Cost / latency guard rails.
Judge prompt. Author the rationale-quality judge using the Section 4.3 template, customized for triage rationales. State the rubric levels concretely.
Calibration plan. Propose: 100 examples, 2 SRE annotators, target inter-human kappa ≥ 0.6 after one round of rubric refinement, target judge-vs-consensus kappa ≥ 0.6 before the judge is used in CI.
CI gate. Define the merge-blocking conditions: any flipped-pass-to-fail on the safety slice; per-major-slice routing precision regression > 5pp with CI excluding zero; judge metric regression > 5pp on aggregate; latency p95 regression > 200ms.
Lifecycle plan. v0 hand-crafted in week 1 with 50 examples (you build it from real anonymized alerts). v1 in month 1 with 500 examples drawn from a month of production. Monthly addition of new failure cases. Quarterly rotating-holdout refresh.

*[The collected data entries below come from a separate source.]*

PR #1181, opened 2021-03-13
CES109: Count the Energy, not the Cards

flagrama:
Ruling: https://compendium.pokegym.net/compendium-bw.html#601

Fixes https://forum.tcgone.net/t/bug-report-rayquaza-gri-106-venusaur-slg-3-the-gr/920


ufodynasty (approved):
Q. Does Venusaur's "Jungle Totem" Ability boost the damage output of Rayquaza GX's "Dragon Break" attack since "each Basic {G} Energy attached to your Pokemon provides {G}{G} Energy"?
A. Yes, just because the Basic Energy card is now providing two units of energy doesn't change the fact that it's still Basic Energy. (Aug 9, 2018 TPCi Rules Team)

PR #1186, opened 2021-03-15
Metronome static: Handle BREAK and LvlUp cards, allow skip, implement

flagrama:


src/tcgwars/logic/groovy/TcgStatics.groovy
```diff
@@ -1844,16 +1847,45 @@ class TcgStatics {
...
+    delegate.getterA GET_MOVE_LIST, delegate.self, {holder->
+      def moves = [] as Set
+      moves.addAll holder.object
+      target.call().each {
+        if (it == holder.effect.target) return
+        if (it instanceof Card) {
+          moves.addAll it.moves
+        }
+        if (it instanceof PokemonCardSet) {
+          moves.addAll bg.em().activateGetter(new GetMoveList(it))
```
axpendix, line 1884: I suspect this can cause endless loop if two pokemon target each other e.g. Arceus Omniscient. Perhaps only add `it.topPokemonCard?.moves`?

src/tcgwars/logic/impl/gen7/UnifiedMinds.groovy
```diff
@@ -1775,25 +1775,8 @@ public enum UnifiedMinds implements LogicCardInfo {
...
-                  if(!cardList.contains("${it}")){
-                    cardList.add("${it}")
-                    perfectionMoves.addAll(it.moves)
-                  }
-                }
-              }
-              holder.object.addAll(perfectionMoves)
-            }
+            metronomeA delegate, { my.bench.findAll { it.pokemonGX || it.pokemonEX } }
+            metronomeA delegate, { my.discard.findAll { it.cardTypes.isIn(POKEMON_EX, POKEMON_GX) } }
```
axpendix, line 1779: Impressive

src/tcgwars/logic/groovy/TcgStatics.groovy
axpendix: sounds ugly.. then perhaps add a self.active guard at the top somewhere..

flagrama: Makes sense. I've added a check that the target is active, otherwise it returns without changing anything. Seems to work fine with 4 Arceus LV X on board.

axpendix (approved):

PR #1189, opened 2021-03-24
Retooled bugfixes2

ufodynasty:
Minor fixes and optimizations

-Effects that return a pokemon to your hand no longer cause payback effects to crash the game

- discardDefendingEnergyAfterDamage now lets the attacking player select the energy instead 

- Lanturn's Energy Grounding allows the player who owns lanturn to select which energy is moved
- Zacian V allows you to select metal energies the first time it shows you your top 3 cards
- LOT beautifly only hits for 30 damage instead of 100 (kinda want to leave this one in)
- Desert Geyser is no longer spelled Desert Geizer

### DIFF
--- a/src/tcgwars/logic/impl/gen3/PowerKeepers.groovy
+++ b/src/tcgwars/logic/impl/gen3/PowerKeepers.groovy
@@ -620,6 +620,7 @@ public enum PowerKeepers implements LogicCardInfo {
             before KNOCKOUT, {
               if (bg.em().retrieveObject("Energy_Grounding") != bg.turnCount && (ef as Knockout).byDamageFromAttack && bg.currentTurn==self.owner.opposite && ef.pokemonToBeKnockedOut != self && ef.pokemonToBeKnockedOut.cards.filterByType(BASIC_ENERGY).energyCount(C)) {
                 moveEnergy(basic: true, playerType: self.owner, may: true, info: "Energy Grounding : You may move an energy from ${ef.pokemonToBeKnockedOut} to $self", ef.pokemonToBeKnockedOut,self,SRC_ABILITY)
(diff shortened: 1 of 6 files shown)


src/tcgwars/logic/impl/gen3/PowerKeepers.groovy
```diff
@@ -619,10 +619,7 @@ public enum PowerKeepers implements LogicCardInfo {
           delayedA{
             before KNOCKOUT, {
               if (bg.em().retrieveObject("Energy_Grounding") != bg.turnCount && (ef as Knockout).byDamageFromAttack && bg.currentTurn==self.owner.opposite && ef.pokemonToBeKnockedOut != self && ef.pokemonToBeKnockedOut.cards.filterByType(BASIC_ENERGY).energyCount(C)) {
-                if (confirm("Move an energy from ${ef.pokemonToBeKnockedOut} to $self?", self.owner)) {
-                  bg.em().storeObject("Energy_Grounding", bg.turnCount)
```
flagrama, line 623: Don't you still need this to avoid attaching energy from multiple knockouts in the same turn?

ufodynasty: I think storing the turn count will only allow one activation per turn or are you talking about something else?

flagrama: Where is it storing the turn count now that this line has been removed?

ufodynasty: TY! I'm actually blind.

axpendix (approved):
Great job

PR #1191, opened 2021-03-25
Attach tool

flagrama:
This should fix many issues with cards that disable tool effects, effects that cheat tools onto in-play Pokémon, and Pokémon that turn themselves into tool cards and their interactions.

Depends on https://github.com/axpendix/tcgone/pull/154


src/tcgwars/logic/impl/gen3/UnseenForces.groovy
```diff
@@ -3529,15 +3529,14 @@ public enum UnseenForces implements LogicCardInfo {
...
+            assert my.all.findAll({canAttachPokemonTool(it)}) : "Your Pokémon already have tools attached to them."
             assert my.deck : "Deck is empty."
           }
           onAttack {
             def tar = my.all.findAll({!(it.cards.filterByType(POKEMON_TOOL))})
             if(tar){
               my.deck.search(max : Math.min(2,tar.size()),"Search for up to 2 Pokémon tool",cardTypeFilter(POKEMON_TOOL)).each{
-                def pcs = my.all.findAll({!(it.cards.filterByType(POKEMON_TOOL))}).select()
-                my.deck.remove(it)
+                def pcs = my.all.findAll({canAttachPokemonTool(it)}).select()
```
axpendix, line 3539:
```suggestion
                def pcs = my.all.findAll{canAttachPokemonTool(it)}.select()
                my.deck.remove(it)
```

src/tcgwars/logic/impl/gen4/GreatEncounters.groovy
```diff
@@ -1836,10 +1835,17 @@ public enum GreatEncounters implements LogicCardInfo {
...
+                }
               }
               bg.em().run(new ChangeImplementation(toolCard, top))
               toolCard.player = top.player
-              attachPokemonTool(toolCard, my.all.select("Attach to?"))
+              def pcs = my.all.findAll {it!=self && canAttachPokemonTool(it)}.select("Attach to?")
+              removeFromPlay(self, [top] as CardList)
+              bg.em().run(new ChangeImplementation(toolCard, top))
+              attachPokemonTool(toolCard, pcs)
+              removePCS(self)
```
axpendix, line 1848: removePCS() -> attachPokemonTool() seems simpler to me. is there any reason for picking this solution?

src/tcgwars/logic/impl/gen7/LostThunder.groovy
```diff
@@ -1513,7 +1513,6 @@ public enum LostThunder implements LogicCardInfo {
               if(tar){
                 tar.each {pcs->
                   my.deck.search("Select a Pokémon Tool to attach to $pcs",cardTypeFilter(POKEMON_TOOL)).each{
-                    deck.remove(it)
```
axpendix, line 1516: ?

src/tcgwars/logic/impl/gen4/GreatEncounters.groovy
flagrama: I've made changes to the main-engine side of these changes that may be relevant. Basically, I am/want to use MoveCard instead of manually adding to/removing from card lists, because I've not seen that be anything but trouble while trying to implement certain cards.

src/tcgwars/logic/impl/gen7/LostThunder.groovy
flagrama: I've made changes to the main-engine side of these changes that may be relevant. Basically, I am/want to use MoveCard instead of manually adding to/removing from card lists, because I've not seen that be anything but trouble while trying to implement certain cards.

src/tcgwars/logic/impl/gen4/GreatEncounters.groovy
flagrama: If using MoveCard in AttachPokemonTool, the card still needs to exist to be moved. Removing the PCS will remove the PCS entirely so the card will no longer exist on the field to be moved if removePCS is done first.

axpendix (approved):

PR #4863, opened 2021-08-17
Use alias for astroid.nodes 02

cdce8p:
## Type of Changes

## Description

Followup to #4656

### DIFF
--- a/pylint/checkers/strings.py
+++ b/pylint/checkers/strings.py
@@ -41,6 +41,7 @@ import tokenize
 from typing import TYPE_CHECKING, Iterable
 
 import astroid
+from astroid import nodes
 
 from pylint.checkers import BaseChecker, BaseTokenChecker, utils
 from pylint.checkers.utils import check_messages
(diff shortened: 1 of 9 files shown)


pylint/checkers/strings.py
```diff
@@ -213,13 +214,13 @@
 }
 
 OTHER_NODES = (
```
Pierre-Sassoulas, line 216: Not related to this MR but this variable name is hard to understand.

Pierre-Sassoulas (approved):
Nice work ! Just a nitpick we could remove docstrings and replace them by typing in signature when we have to update docstrings.

cdce8p:
> Nice work ! Just a nitpick we could remove docstrings and replace them by typing in signature when we have to update docstrings.

Doing so would enable type checking in that function which often results in mypy errors. I think it would be better if we do that another time.

Pierre-Sassoulas:
You're right.

PR #4866, opened 2021-08-18
Use alias for astroid.nodes 03

cdce8p:
## Type of Changes

## Description

Followup to #4656

### DIFF
--- a/pylint/checkers/utils.py
+++ b/pylint/checkers/utils.py
@@ -73,15 +73,15 @@ from typing import (
 import _string
 import astroid
 import astroid.objects
-from astroid import TooManyLevelsError
+from astroid import TooManyLevelsError, nodes
 
 from pylint.constants import BUILTINS
 
 COMP_NODE_TYPES = (
-    astroid.ListComp,
-    astroid.SetComp,
-    astroid.DictComp,
-    astroid.GeneratorExp,
+    nodes.ListComp,
+    nodes.SetComp,
+    nodes.DictComp,
+    nodes.GeneratorExp,
 )
 EXCEPTIONS_MODULE = "builtins"
 ABC_MODULES = {"abc", "_py_abc"}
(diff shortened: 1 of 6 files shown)


pylint/checkers/utils.py
```diff
@@ -770,65 +767,65 @@ def decorated_with_property(node: astroid.FunctionDef) -> bool:
...
-                    and isinstance(inferred.function, astroid.FunctionDef)
+                    and isinstance(inferred.function, nodes.FunctionDef)
                 ):
                     return decorated_with_property(inferred.function)
     return False
 
 
 def decorated_with(
-    func: Union[astroid.FunctionDef, astroid.BoundMethod, astroid.UnboundMethod],
+    func: Union[nodes.FunctionDef, astroid.BoundMethod, astroid.UnboundMethod],
```
Pierre-Sassoulas, line 822: I was suspicious that astroid.bases was containing nodes too.. `BoundMethod` and `UnboundMethod` could be considered like nodes, right ?

pylint/checkers/utils.py
```diff
@@ -1528,16 +1519,14 @@ def get_subscript_const_value(node: astroid.Subscript) -> astroid.Const:
     :raises InferredTypeError: if the subscript node cannot be inferred as a Const
     """
     inferred = safe_infer(node.slice)
-    if not isinstance(inferred, astroid.Const):
-        raise InferredTypeError(
-            "Subscript.slice cannot be inferred as an astroid.Const"
-        )
+    if not isinstance(inferred, nodes.Const):
+        raise InferredTypeError("Subscript.slice cannot be inferred as an nodes.Const")
```
Pierre-Sassoulas, line 1523:
```suggestion
        raise InferredTypeError("Subscript.slice cannot be inferred as a nodes.Const")
```

pylint/checkers/variables.py
```diff
@@ -713,9 +714,7 @@ def __init__(self, linter=None):
 
     @utils.check_messages("redefined-outer-name")
     def visit_for(self, node):
-        assigned_to = [
-            var.name for var in node.target.nodes_of_class(astroid.AssignName)
-        ]
+        assigned_to = [var.name for var in node.target.nodes_of_class(nodes.AssignName)]
```
Pierre-Sassoulas, line 717:
```suggestion
        assigned_to = [a.name for a in node.target.nodes_of_class(nodes.AssignName)]
```

pylint/checkers/variables.py
```diff
@@ -1656,10 +1644,10 @@ def _loopvar_name(self, node, name):
...
             sequences = (
-                astroid.List,
-                astroid.Tuple,
-                astroid.Dict,
-                astroid.Set,
+                nodes.List,
+                nodes.Tuple,
+                nodes.Dict,
+                nodes.Set,
                 astroid.objects.FrozenSet,
```
Pierre-Sassoulas, line 1651: Look like there's other class too that should go in astroid.nodes ?

Pierre-Sassoulas (approved):
Great cleanup !

pylint/checkers/utils.py
cdce8p: `BoundMethod` and `UnboundMethod` inherit from `Proxy` not `NodeNG`. So I would say no.

pylint/checkers/variables.py
cdce8p: From the `astroid.objects` docstring:
```py
"""
Inference objects are a way to represent composite AST nodes,
which are used only as inference results, so they can't be found in the
original AST tree. [...]
"""
```

As they are only used in inference, I don't think they should move to the `nodes` package. At least not for now.

PR #4868, opened 2021-08-18
``astroid.const.BUILTINS`` use removed for clarity and so astroid can also removes it later

Pierre-Sassoulas:
## Type of Changes

## Description

Replace the constant BUILTINS by the string 'builtins'
    
This make for clearer and also slightly faster code (means time
seems to decrease by 0.68% with this change alone (astroid/pylint)
in the pylint tests benchmarks). Done originally because we were using an
import from astroid from astroid.bases for one of those, which is
kinda messy.

### DIFF
--- a/pylint/checkers/typecheck.py
+++ b/pylint/checkers/typecheck.py
@@ -70,7 +70,6 @@ from typing import Pattern, Tuple
 
 import astroid
 from astroid import nodes
-from pylint.constants import PY310_PLUS
 
 from pylint.checkers import BaseChecker, utils
 from pylint.checkers.utils import (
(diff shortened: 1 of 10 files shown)


pylint/checkers/typecheck.py
```diff
@@ -70,6 +70,7 @@
 
 import astroid
 from astroid import nodes
+from astroid.const import PY310_PLUS
```
cdce8p, line 73: `PY310` should probably be imported from `pylint.const`

cdce8p (commented):
Just one comment. Aside from it, this looks good!

pylint/checkers/typecheck.py
Pierre-Sassoulas:
```suggestion
from pylint.constants import PY310_PLUS
```

PR #4869, opened 2021-08-18
Use alias for astroid.nodes 04

cdce8p:
## Type of Changes

## Description

Followup to #4656

--
This should be the last PR. There might be a few places left that haven't been updated (especially regarding the functions from `astroid.nodes` -> we might still what to import them just from `astroid` ??? ). In the end though, it's probably best to deal with them once the old way is removed in astroid.

### DIFF
--- a/pylint/checkers/refactoring/refactoring_checker.py
+++ b/pylint/checkers/refactoring/refactoring_checker.py
@@ -126,7 +126,7 @@ def _is_a_return_statement(node: nodes.Call) -> bool:
 
 def _is_part_of_with_items(node: nodes.Call) -> bool:
     """
-    Checks if one of the node's parents is an ``nodes.With`` node and that the node itself is located
+    Checks if one of the node's parents is a ``nodes.With`` node and that the node itself is located
     somewhere under its ``items``.
     """
     frame = node.frame()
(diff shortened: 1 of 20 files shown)


pylint/checkers/refactoring/refactoring_checker.py
```diff
@@ -102,44 +103,44 @@ def get_curline_index_start():
...
             return True
         parent = parent.parent
     return False
 
 
-def _is_part_of_with_items(node: astroid.Call) -> bool:
+def _is_part_of_with_items(node: nodes.Call) -> bool:
     """
-    Checks if one of the node's parents is an ``astroid.With`` node and that the node itself is located
+    Checks if one of the node's parents is an ``nodes.With`` node and that the node itself is located
```
Pierre-Sassoulas, line 129:
```suggestion
    Checks if one of the node's parents is a ``nodes.With`` node and that the node itself is located
```

tests/pyreverse/test_utils.py
```diff
@@ -102,7 +103,7 @@ def test_infer_node_2(mock_infer, mock_get_annotation):
 
 
 def test_infer_node_3():
-    """Return a set containing an astroid.ClassDef object when the attribute
+    """Return a set containing an nodes.ClassDef object when the attribute
```
Pierre-Sassoulas, line 106:
```suggestion
    """Return a set containing a nodes.ClassDef object when the attribute
```

Pierre-Sassoulas (approved):
👍

PR #4871, opened 2021-08-19
Add consider-if-expression extension

### LINKED ISSUE #4366: New check: Use ternary for single assignment
A variable gets a value assigned conditionally:

```python
if condition():
    x = 4:
else:
    x = 5
```

I don't like blocks like this because they make the situation look
more complex than it really is. A single variable is getting a value
assigned. What that value is is conditional, but the assignment
itself is not. There's one variable and one assignment, so there
should be just one statement with a ternary expression:

```python
x = 4 if condition() else 5
```

This is a rather opinionated check, so it should be added as an
extension rather than enabled by default.

nickdrozd:
## Type of Changes

## Description

Closes #4366

### DIFF
--- a/ChangeLog
+++ b/ChangeLog
@@ -69,7 +69,11 @@ Release date: TBA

If you can sit down and write this program, with the schema concrete and the metrics specific, you are operating at the level expected of an applied-AI engineer with eval as their headline specialty. That is the bar this chapter is training you toward.

Closing¶

The takeaways from this chapter compress to the following:

Eval is the leverage point. Build it before the model.
The golden dataset is software: stratified, versioned, SHA-pinned, lifecycle-managed.
LLM-as-judge is the modern default-but only after calibration against humans (κ ≥ 0.6) and only with explicit defenses against position, length, verbosity, and self-preference biases.
Statistical literacy is non-negotiable. Detecting a 1pp delta requires thousands of examples; honest reporting includes confidence intervals.
Slice analysis catches regressions that aggregate metrics hide; the noise floor calibrates which deltas are real.
Online and offline complement each other. Counterfactual replay bridges them; A/B is the gold standard but slow.
Each task has a metric stack: classification, summarization, RAG, agents, code, open-ended generation. Pick the stack before you pick the metric.
The judge itself must be evaluated, calibrated, and version-controlled.
Tools (Inspect AI, Braintrust, LangSmith, RAGAS, Promptfoo) absorb common-case engineering. Use them; do not reinvent.
Anti-patterns (vibe-checking, leakage, over-tuning, single-metric tunnel vision) are predictable and avoidable.

Eval done well is the most valuable thing an applied-AI engineer ships. It is the substrate every other improvement runs on. Master it, and the rest of the curriculum becomes hill-climbing on instruments you can trust.